To help them combat this, they announced a $35.9 million Series D to help them accelerate ahead of the upcoming competition.
CEO Emil Eifrem told TechCrunch it was “an opportunistic and significant up-round” and was done for the aforementioned reason. Emil also revealed that their latest valuation sets them up to pass the (once?) coveted $1 billion valuation within two to three years.
The Danish tech scene appears to be maturing, 4 exits announced in one week
Denmark’s tech scene has had a couple of very promising years, with interest and investment continually rising. However, the only way to build a sustainable ecosystem is to have exits. Not only do they demonstrate to investors that returns can be made by backing Danish companies, they also provide entrepreneurs with resources to start angel investing themselves, and helping the next generation come through.
Meaning, November was an interesting moment in the Danish tech story, as 4 exits were announced within a single week.
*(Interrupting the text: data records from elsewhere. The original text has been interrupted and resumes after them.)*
PR #1674, opened 2021-11-10
feat(unspents): classify p2tr script path sigs

sangaman:
This adds support for classifying a partially signed p2tr input after parsing the signature by checking for an `inputClassification` of `taproot` and checking the size of the control block to distinguish between a level 1 and level 2 depth script path spend.

Ticket: BG-37329

Note: This fixes the bug mentioned here: https://github.com/BitGo/bitgo-microservices/pull/13243/files#diff-2cc59901c8cb5f7eacecfab40a529dc3c0ac12387846622d9a6ab7423a9a8f46R1129

### DIFF
--- a/modules/unspents/src/dimensions.ts
+++ b/modules/unspents/src/dimensions.ts
@@ -399,6 +399,17 @@ Dimensions.fromInput = function (input: utxolib.TxInput, params = {}) {
       case 'witnessscripthash':
         return p2wshInput;
     }
+    if (utxolib.bitgo.isParsedSignatureScriptTaproot(parsed)) {
+      if (parsed.controlBlock.length === 65) {
+        // 33 bytes + 32 bytes for depth 1
+        return p2trScriptPathLevel1Input;
+      } else if (parsed.controlBlock.length === 97) {
+        // 33 bytes + 64 bytes for depth 2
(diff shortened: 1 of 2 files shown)


modules/unspents/src/dimensions.ts
```diff
@@ -399,6 +399,17 @@ Dimensions.fromInput = function (input: utxolib.TxInput, params = {}) {
       case 'witnessscripthash':
         return p2wshInput;
     }
+    if (utxolib.bitgo.isParsedSignatureScriptTaproot(parsed)) {
```
OttoAllmendinger, line 402: why not `case 'taproot' in L41?

OttoAllmendinger (changes requested):

modules/unspents/src/dimensions.ts
sangaman: It came down to playing nice with the types. If I just add another `case` then I can't access `parsed.controlBlock` without manually casting `parsed` to `ParsedSIgnatureScriptTaproot`.

OttoAllmendinger: I see

OttoAllmendinger (approved):

tylerlevine (approved):

PR #1675, opened 2021-11-10
chore(utxo-lib): update to `@bitgo/bitcoinjs-lib@6.1.0-rc.2`

tylerlevine:
Ticket: BG-39039

### DIFF
--- a/modules/account-lib/package.json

Admittedly, none of them were blockbusters (with the possible exception of CFH Group), but even still, in the majority of the cases, capital will get regurgitated, entrepreneurs will go and build again and the momentum that an ecosystem needs to grow will keep building.
For those interested, the four exits were:
- CFH Group acquired by Playtech for up to $120 million
- Wise.io acquired by GE Digital
- Martin Thorborg sold his accounting business Dinero to Visma Group
- Miinto acquired by Anders Holch Povlsen, the sole owner of competing Bestseller for a “double-digit million-euro sum
Prominent Norwegian entrepreneurs have grouped together to put pressure on the Government for more entrepreneur-friendly conditions
Although admittedly they are coming from a lower baseline than the others, from an investment perspective Norway is the fastest growing ecosystem in the Nordics right now. This is in spite of most of the country still looking to oil and real estate as the most attractive investable opportunities and the Government being largely unaware to whats happening in their blossoming tech startup sector.
Norway is at a crucial stage in its development right now, where if conditions are right it could really push on and build up an ecosystem that rivals some of the more established hubs in the region. Luckily, some of Norway’s most prominent entrepreneurs have recognised this and have grouped together to put pressure on the Government for more entrepreneur-friendly conditions.
Key to their argument is making programming mandatory in schools as well as introducing investor-friendly conditions for those looking to put capital into the country’s tech startups.
Change at a Governmental level takes time, meaning it is never too early to start pushing for it.